The ratio P(n,r) / C(n,r) = r! tells you how many ways to order each combination. Here, 720 / 120 = 6 = 3!, confirming that each group of 3 can be arranged in 6 different orders.

Formula 1: nPr — Permutations Without Repetition

When selecting r items from n distinct items without replacement, each item can only appear once in an arrangement. The formula is:

P(n, r) = n! / (n − r)! = n × (n−1) × (n−2) × ... × (n−r+1)

The numerator n! counts all full arrangements of n items. Dividing by (n−r)! cancels out the items we do not select, leaving only the falling factorial product. For P(10, 3): 10 × 9 × 8 = 720.

Real-World nPr Examples

• Race podium: 10 runners competing for gold, silver, bronze → P(10,3) = 720
• License plates: 4 different letters from 26, order matters → P(26,4) = 358,800
• Committee officer positions: Choosing president, VP, treasurer from 8 → P(8,3) = 336
• Ordered poker hands: 5 cards dealt in order from 52 → P(52,5) = 311,875,200

Formula 2: nʳ — Permutations With Repetition

When items can be reused across positions, each of the r positions independently has n choices. The total count is the product of n multiplied r times:

Permutations with repetition = nʳ

This applies whenever selections are made with replacement — like a combination lock, a PIN pad, or a password that allows repeated characters. Since the restriction n ≥ r is removed, nʳ is always at least as large as P(n,r) for r ≥ 2.

Real-World nʳ Examples

• 4-digit PIN: Each digit 0–9 → 10⁴ = 10,000 PINs
• 8-character password (62 chars): Letters + digits → 62⁸ ≈ 218 trillion combinations
• Binary strings of length 10: 2¹⁰ = 1,024 strings
• DNA codons: 4 nucleotides, 3 positions → 4³ = 64 codons

Formula 3: Multinomial Permutations (Multiset Arrangements)

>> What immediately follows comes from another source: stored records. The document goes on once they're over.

PR #28513, opened 2023-11-10
chore: adds angular test app for v17

mapsandapps:
Issue number: Internal

---------

There is no Angular v17 test app.

## What is the new behavior?

There is an Angular v17 test app.

New overrides:
- angular.json: `browserTarget` was changed to `buildTarget` and to replace `@nguniversal` with `@angular/ssr` and `@angular-devkit/build-angular`
- server.ts: Replace uses of `@nguniversal` with `@angular/ssr`

New change to base:
- polyfills.ts: Import [changed](https://github.com/angular/angular/blob/main/CHANGELOG.md#zonejs) from `import 'zone.js/dist/zone';` (this change is supported for all versions of Angular that we support, so should be changed in the base file)

All other files were duplicated from their v16 counterparts.

- [ ] Yes
- [x] No


packages/angular/test/apps/ng17/src/polyfills.ts
```diff
@@ -0,0 +1,56 @@
...
+ *
+ */
+
+import './zone-flags';
+
+/***************************************************************************************************
+ * Zone JS is required by default for Angular itself.
+ */
+
+import 'zone.js';  // Included with Angular CLI.
```
mapsandapps, line 51: We now need to overwrite this file because this import changed. [[changelog](https://github.com/angular/angular/blob/main/packages/zone.js/CHANGELOG.md#breaking-changes)]

packages/angular/test/apps/ng17/angular.json
```diff
@@ -0,0 +1,156 @@
...
+              "sourceMap": true,
+              "namedChunks": true
+            }
+          },
+          "defaultConfiguration": "production"
+        },
+        "serve": {
+          "builder": "@angular-devkit/build-angular:dev-server",
+          "options": {
+            "buildTarget": "test-app:build"
```
mapsandapps, line 81: We need to overwrite this file because `browserTarget` was changed to `buildTarget`.

packages/angular/test/apps/ng17/server.ts
```diff
@@ -0,0 +1,71 @@
+
+import 'zone.js/node';
+
+import { APP_BASE_HREF } from '@angular/common';
+import { CommonEngine } from '@angular/ssr';
```
mapsandapps, line 5: We need to overwrite this file to replace uses of `@nguniversal` with `@angular/ssr`

sean-perkins (commented):
The `zone.js` import change happend during v14, but we missed migrating it to our test apps. 

e.g.: https://github.com/ionic-team/starters/commit/19a0b5c832ca90e63dda455aba11948ee0dabc4f#diff-4e4a3c7371faa81b32df8ae9be1815ed723e74e713e553de6702da3f439fc4f9

Can we abstract that change into the `base/` files and remove it from the specific ng17 test app files?

Everything else looks great!

sean-perkins (approved):
Great work!

thetaPC (approved):
LGTM

PR #28521, opened 2023-11-13
refactor(angular): picker controller uses correct core instance

mapsandapps:
Issue number: Internal

---------

## What is the new behavior?

- Removed the common picker provider in favor of separate ones in src/standalone

- [ ] Yes
- [x] No


sean-perkins:
Running `npm run eslint -- --fix` will fix the build errors for the import group ordering. Tomorrow I can update the commands to do this automatically when running `npm run lint`.

sean-perkins (approved):
Looks good, great work!

PR #28188, opened 2023-09-16
fix(angular): transition animation plays when using browser back and forward buttons

hoi4:
Issue number: resolves #16569

---------

This PR resolves a few issues around navigation transition animations and the navigation stack when using the browser back and forward buttons.

1. The respective transition animation is now applied automatically (without e.g. the workaround described [here](https://github.com/ionic-team/ionic-framework/issues/28176#issuecomment-1720914437))

2. Sometimes when navigating forward with the browser button, pages in the middle of the current tab's stack were incorrectly removed. This caused an issue when toggling between pages via the browser back and forward button (especially visible when using custom transition animations).  

I added some logic to use the current navigation stack as basis for the direction of the animation that will be applied.

Short demonstration video of the changes (using the `ng16` test app):
https://github.com/ionic-team/ionic-framework/assets/23243256/40aba3ec-0c56-44f1-8b82-ba5a2903b414

## Does this introduce a breaking change?

- [ ] Yes
- [x] No

At least to my limited knowledge. The tests are still passing. I just had to increase the timeouts slightly to properly wait for the page transitions to finish.

PR #28532, opened 2023-11-14
test(angular): remove routing waits in tests

liamdebeasi:
Issue number: N/A

---------

Our Angular E2E tests are brittle because they rely on arbitrary `cy.wait` calls to account for asynchronous routing. This leads to flaky tests on CI and seemingly random test failures when we make adjustments to the Ionic Anguar routing integration (see: https://github.com/ionic-team/ionic-framework/pull/28188)

Additionally, our test execution for the navigation tests is quite slow because transitions are enabled. As a result, we need to wait hundreds of ms per test just for the transitions to finish.

## What is the new behavior?

- Updated the `testStack` command to use a new `getStack` [Cypress query](https://docs.cypress.io/api/cypress-api/custom-queries). These queries come with automatic retrying built-in. By leveraging this query in the `testStack` command, we can avoid the arbitrary waits.
- Added `ionic:_testing=true` query strings to the navigation tests. This causes Ionic to disable any transitions so the tests execute faster.
- Removed most of the arbitrary `cy.wait` calls. I kept the swipe to go back `cy.wait` -- I wasn't quite sure how to reduce flakiness on that one.

- [ ] Yes
- [x] No

### DIFF
--- a/packages/angular/test/base/cypress/support/commands.js
+++ b/packages/angular/test/base/cypress/support/commands.js
@@ -41,11 +41,21 @@ Cypress.Commands.add('ionSwipeToGoBack', (complete = false, selector = 'ion-rout
   cy.wait(150);
 });
 
+/**
+ * getStack is a query because it has automatic
+ * retries built in which will let us account for
+ * async routing without having to use
+ * arbitrary cy.wait calls.
+ */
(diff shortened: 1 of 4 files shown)


sean-perkins (approved):
I think it's a good call leaving the wait for the swipe to go back.

PR #63, opened 2020-02-06
Refs #28720 - move migration params into migration plugin

wbclark:


ehelms:
A test for this would be nice to have.

wbclark:
> A test for this would be nice to have.

Thanks for the comment, @ehelms 

The previous commit added a spec test for the migration plugin, https://github.com/theforeman/puppet-pulpcore/blob/master/spec/classes/plugin_migration_spec.rb , which tests the default values of the params.

Is it better to test using non-default instead?

templates/migration-settings.py.erb
```diff
@@ -1,12 +1,12 @@
...
-    "seeds": "<%= scope['pulpcore::mongo_db_seeds'] %>",
-    "username": "<%= scope['pulpcore::mongo_db_username'] %>",
-    "password": "<%= scope['pulpcore::mongo_db_password'] %>",
-    "replica_set": "<%= scope['pulpcore::mongo_db_replica_set'] %>",
-    "ssl": "<%= scope['pulpcore::mongo_db_ssl'] %>",
-    "ssl_keyfile": "<%= scope['pulpcore::mongo_db_ssl_keyfile'] %>",
-    "ssl_certfile": "<%= scope['pulpcore::mongo_db_ssl_certfile'] %>",
-    "verify_ssl": "<%= scope['pulpcore::mongo_db_verify_ssl'] %>",
-    "ca_path": "<%= scope['pulpcore::mongo_db_ca_path'] %>",
+    "name": "<%= scope['pulpcore::plugin::migration::mongo_db_name'] %>",
```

When a collection contains groups of identical items, swapping identical items within a group produces the same arrangement — so we must divide by the factorial of each group's size. For n total items with group sizes n₁, n₂, ..., nₖ where n₁ + n₂ + ... + nₖ = n:

Multinomial = n! / (n₁! × n₂! × ... × nₖ!)

The classic example is MISSISSIPPI: 11 letters with 1 M, 4 I's, 4 S's, 2 P's. Result: 11! / (1! × 4! × 4! × 2!) = 34,650. Without accounting for repetition, 11! = 39,916,800 would massively overcount identical arrangements.

Circular Permutations

In a circular permutation, items are arranged around a circle where rotations of the same arrangement are considered identical. One item is fixed as a reference point, and the remaining (n−1) items fill the other positions. The count is (n−1)!.

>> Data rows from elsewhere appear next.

PR #64, opened 2020-02-07
Fixes #28901 - support external postgresql

wbclark:
Fixes GH-4

### DIFF
--- a/manifests/database.pp
+++ b/manifests/database.pp
@@ -1,17 +1,19 @@
 # Set up the PostgreSQL and Redis databases
 # @api private
 class pulpcore::database {
-  include postgresql::client
-  include postgresql::server
-  postgresql::server::db { $pulpcore::postgresql_db_name:
-    user     => $pulpcore::user,
-    password => postgresql_password($pulpcore::user, $pulpcore::postgresql_db_password),
+  if $pulpcore::postgresql_manage_db {
+    include postgresql::client
+    include postgresql::server
+    postgresql::server::db { $pulpcore::postgresql_db_name:
+      user     => $pulpcore::user,
+      password => postgresql_password($pulpcore::user, $pulpcore::postgresql_db_password),
+      before   => Pulpcore::Admin['migrate --noinput'],
+    }
   }
 
   pulpcore::admin { 'migrate --noinput':
     unless      => 'python3-django-admin migrate --plan | grep "No planned migration operations"',
     refreshonly => false,
-    require     => Postgresql::Server::Db[$pulpcore::postgresql_db_name],
   }
 
   include redis
--- a/manifests/init.pp
+++ b/manifests/init.pp
@@ -39,6 +39,15 @@
 # @param postgresql_db_password
 #   Password of Pulp database
 #
+# @param postgresql_db_host
+#   Host to connect to Pulp database
+#
+# @param postgresql_db_port
+#   Port to connect to Pulp database
+#
+# @param postgresql_manage_db
+#   Whether or not to manage the PostgreSQL installation. If false, a database at the specified host and port is expected to exist and the user should have sufficient permissions.
+#
 # @param django_secret_key
 #   SECRET_KEY for Django
 #
@@ -67,6 +76,9 @@ class pulpcore (
   Stdlib::Absolutepath $webserver_static_dir = '/var/lib/pulp/docroot',
   String $postgresql_db_name = 'pulpcore',
   String $postgresql_db_password = extlib::cache_data('pulpcore_cache_data', 'db_password', extlib::random_password(32)),
+  Stdlib::Host $postgresql_db_host = 'localhost',
+  Stdlib::Port $postgresql_db_port = 5432,
+  Boolean $postgresql_manage_db = true,
   String $django_secret_key = extlib::cache_data('pulpcore_cache_data', 'secret_key', extlib::random_password(32)),
   Integer[0] $redis_db = 8,
   Stdlib::Fqdn $servername = $facts['fqdn'],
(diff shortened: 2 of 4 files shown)


manifests/database.pp
```diff
@@ -1,17 +1,18 @@
...
+    postgresql::server::db { $pulpcore::postgresql_db_name:
+      user     => $pulpcore::user,
+      password => postgresql_password($pulpcore::user, $pulpcore::postgresql_db_password),
+    }
   }
 
   pulpcore::admin { 'migrate --noinput':
     unless      => 'python3-django-admin migrate --plan | grep "No planned migration operations"',
     refreshonly => false,
-    require     => Postgresql::Server::Db[$pulpcore::postgresql_db_name],
```
wbclark: @ehelms Is it ok to remove the `require`? I believe we should be able to run migrations still when configured to use an external DB.

manifests/database.pp
```diff
@@ -1,17 +1,19 @@
...
+    postgresql::server::db { $pulpcore::postgresql_db_name:
+      user     => $pulpcore::user,
+      password => postgresql_password($pulpcore::user, $pulpcore::postgresql_db_password),
+    }
 
-  pulpcore::admin { 'migrate --noinput':
-    unless      => 'python3-django-admin migrate --plan | grep "No planned migration operations"',
-    refreshonly => false,
-    require     => Postgresql::Server::Db[$pulpcore::postgresql_db_name],
+    pulpcore::admin { 'migrate --noinput':
```
ehelms: We'll still want to this to happen even if the database is external since it's handling migration of the data.

wbclark: @ehelms thanks. I thought so, but I ran into problems when I tried it.

I realized now, the issue was that `require     => Postgresql::Server::Db[$pulpcore::postgresql_db_name],` doesn't work when we aren't managing the DB. Flipping this to a `before` on the other resource instead seems to fix it.

spec/classes/pulpcore_spec.rb
```diff
@@ -19,6 +19,22 @@
             .that_notifies(['Class[Pulpcore::Database]', 'Class[Pulpcore::Service]'])
         end
       end
+
+      context 'with external postgresql' do
+        let :params do
+          {
+            postgresql_db_host: '222.222.222.222',
```
ekohl: https://community.theforeman.org/t/using-ips-and-domains-in-tests-documentation/16600

manifests/init.pp
```diff
@@ -67,6 +76,9 @@
   Stdlib::Absolutepath $webserver_static_dir = '/var/lib/pulp/docroot',
   String $postgresql_db_name = 'pulpcore',
   String $postgresql_db_password = extlib::cache_data('pulpcore_cache_data', 'db_password', extlib::random_password(32)),
+  Stdlib::Host $postgresql_db_host = '127.0.0.1',
```
ekohl: Probably better to use `localhost` since we're slowly leaving the IPv4 world behind.
```suggestion
  Stdlib::Host $postgresql_db_host = 'localhost',
```

spec/classes/pulpcore_spec.rb
wbclark: Bookmarked, thanks

spec/classes/pulpcore_spec.rb
```diff
@@ -19,6 +19,22 @@
...
+        let :params do
+          {
+            postgresql_db_host: '192.0.2.222',
+            postgresql_manage_db: false,
+          }
+        end
+
+        it do
+          is_expected.to compile.with_all_deps
+          is_expected.not_to contain_class('postgresql::server::db')
```
ekohl: The DB is a define so this will always be true. I'd recommend adding a check i the default case as `is_expected.to` and here as `not_to`. Probably like this
```suggestion
          is_expected.not_to contain_class('postgresql::server')
          is_expected.not_to contain_postgresql__server__db('pulpcore')
```

wbclark: @ekohl super helpful feedback. Thanks as always.

spec/classes/pulpcore_spec.rb
```diff
@@ -14,11 +14,30 @@
 
         it do
           is_expected.to compile.with_all_deps
+          is_expected.to contain_class('postgresql::server')
```
ekohl: You can also move this to the base context (line 10) to keep this test just about adding a plugin.

manifests/init.pp
```diff
@@ -39,6 +39,15 @@
...
 #   Password of Pulp database
 #
+# @param postgresl_db_host
+#   Host to connect to Pulp database
+#
+# @param postgresl_db_port
+#   Port to connect to Pulp database
+#
+# @param postgresql_manage_db
+#   Disable for external Pulp database. Host and Port must be specified.
```
ekohl: Host and port both have a default so it's redundant.
```suggestion
#   Whether or not to manage the PostgreSQL installation. If false, a database at the specified host and port is expected to exist and the user should have sufficient permissions.
```

manifests/init.pp
```diff
@@ -39,6 +39,15 @@
 # @param postgresql_db_password
 #   Password of Pulp database
 #
+# @param postgresl_db_host
```
ekohl: The lint plugin should have caught this
```suggestion
# @param postgresql_db_host
```

manifests/init.pp
```diff
@@ -39,6 +39,15 @@
...
+#   Host to connect to Pulp database
+#
+# @param postgresl_db_port
```
ekohl:
```suggestion
# @param postgresql_db_port
```

PR #65, opened 2020-02-10
Verify everything to have documented parameters

ekohl:
Modulesync will overwrite this, but I'll write a patch for that when we do another round.


ekohl:
Will fail on https://github.com/theforeman/puppet-pulpcore/pull/63/files#r377216556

For example, 6 people at a round table: (6−1)! = 120 distinct seatings, versus 6! = 720 for a linear arrangement. Circular permutations arise in scheduling rotations, necklace designs, and round-robin tournaments.

Factorial Relationship

All permutation formulas hinge on factorials. The factorial n! represents the total number of ways to arrange all n distinct items in a line. Partial permutations P(n,r) use the ratio of two factorials; multinomials divide n! by a product of factorials. Knowing how to compute and manipulate factorials — especially for large n using BigInt arithmetic — is essential for accurate permutation calculations.

Applications Across Fields

• Cybersecurity: Password strength depends on nʳ — more characters and positions exponentially increase the search space for attackers.
• Genetics: Counting DNA sequence arrangements uses multinomial permutations over the four nucleotides A, T, C, G.
• Operations Research: Scheduling n jobs on r machines, or determining optimal task sequences, relies on nPr calculations.
• Statistics: Permutation tests are non-parametric hypothesis tests that enumerate all possible rearrangements of observed data.
• Game Theory: Card games, tournament rankings, and board game strategies all require permutation counts to assess probabilities.